Just for a little perspective: I'm in my 30's and masturbated for most of that since maybe 9. I grew up overseas so I have no affiliation with western body shaming religions, which I don't find offensive, but my point is I have no shame over my body functions, including defecation. I have no regrets with masturbating or anything, nor feel ashamed for having done it. I quit it maybe 3 years ago because I found porn to become increasingly boring and it was taking up time. So I quit.

After that I have crazy energy that I've been able to channel to do better things. Like I said, I don't find masturbation evil at all. I didn't grow up in an environment where I'm taught where objective good or evil exist, they're human-created concepts based on the effect you have on others and society. I however did it a few times and realized incredible exhaustion from it.

I'm talking 3 sessions of sex = no problem. 1 time masturbating = lethargicness, exhaustion, desire to be left alone, tired, want to sleep and generally not satisfied.

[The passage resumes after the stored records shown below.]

PR #3103, opened 2026-08-24
PORTALS-4426: NF tools database re-architecture

BelindaBGarana:
cc @anngvu for awareness
Addresses nf-osi/nf-research-tools-schema#217 ("Review synapse-web-monorepo to see how we can get more info on cards for new NF tool types"), found while adding new facet columns to the NF tools data source (`syn51730943`).

**`tools.tsx` `secondaryLabels`:**
- Removed `cellLineDisease`/`animalModelDisease`/`diseaseType` and `modelofManifestation`/`animalModelOfManifestation` — none of these columns exist anymore. The LinkML migration on the NF research-tools-schema side (nf-osi/nf-research-tools-schema docs/MIGRATION.md) unified them into shared `geneticDisorder`/`manifestation` columns across resource types.
- Added `geneticDisorder`, `manifestation`, `organ`, `tumorType` (now shared across multiple resource types post-migration).
- Added facets for the 4 tool types that had **none at all**: Computational Tool, Organoid Protocol, Patient-Derived Model, Clinical Assessment Tool.
- Added Genetic Reagent's `insertName`/`insertSpecies`/`vectorType` (previously missing entirely) plus `selectableMarker`.
- Added a few newly-available facets for existing types: `tissue`/`resistance` (Cell Line), `animalState` (Animal Model), `conjugate` (Antibody).

Verified all of these columns exist on the live `syn51730943` view with real populated data across every resource type before opening this PR (ranging from partial to full population depending on the field, consistent with real-world data completeness).

**`resources.ts`:**
- `usageRequirementsSql` was still querying the retired `Resource` table (`syn26450069`, stopped being written to when Phase 7 of the migration retired it) — switched to `syn51730943`, which carries `usageRequirements` directly like every other tool field now.
- `toolsSearchQueryConfig`'s `fieldBoosts` had a `diseaseType` boost — that column doesn't exist post-migration (folded into `geneticDisorder`), so the boost was a silent no-op. Fixed to `geneticDisorder`.

**Not build-tested locally** — pre-commit lint tooling (oxlint) wasn't available in this checkout (dependencies not installed). `secondaryLabels` is typed `string[]` (no strict key union), so this is a low-risk content-only change, but please have CI/a reviewer confirm before merge.

https://claude.ai/code/session_012cwbpfDLVQqbNrio62qn1q

### DIFF
--- a/apps/portals/nf/src/config/resources.ts
+++ b/apps/portals/nf/src/config/resources.ts
@@ -18,7 +18,11 @@ export const observationsSql = 'SELECT * FROM syn51735464'
 export const investigatorSql = `SELECT investigatorName as "firstName", ' ' as "lastName", institution, investigatorSynapseId as "USERID" FROM syn51734029 WHERE (investigatorName IS NOT NULL OR investigatorSynapseId IS NOT NULL)`
 export const developmentPublicationSql = `SELECT * FROM syn51735467`
 export const fundingAgencySql = `SELECT funderName as "Funding Agency" FROM syn51734076`
-export const usageRequirementsSql = `SELECT usageRequirements as "Usage Restrictions" FROM syn26450069 WHERE usageRequirements IS NOT NULL`
+// syn26450069 (the legacy Resource table) was retired in Phase 7 of the LinkML
+// migration (nf-osi/nf-research-tools-schema docs/MIGRATION.md) and is no longer
+// written to -- usageRequirements now lives on syn51730943 (the live, unified
+// Tool view) directly, same as every other tool.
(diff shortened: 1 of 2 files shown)


BelindaBGarana:
I think the failed test should actually pass now (I was changing the MV a bit at the time, trying to add more facets. I think there may be a bug with MVs getting facets from the tables in their defining SQL? Documented attempts here https://github.com/nf-osi/nf-research-tools-schema/issues/247, filed ticket https://sagebionetworks.jira.com/browse/PLFM-9906)

BelindaBGarana:
Created PORTALS ticket for this https://sagebionetworks.jira.com/browse/PORTALS-4426, would appreciate a quick review @jay-hodgson since this will be highly visible next week at a workshop

jay-hodgson (approved):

I'm posting this because I haven't masturbated in months, but a long distance girl has been flirting with me and I've been kind of blueballed and realized I need to release the pressure. I blew a huge load in a gold course (did I mention I have no shame about bodily functions? I don't regret it either) I was fine for about 10 minutes, and god, the mental haze, the exhaustion, the heavy legs, everything came back.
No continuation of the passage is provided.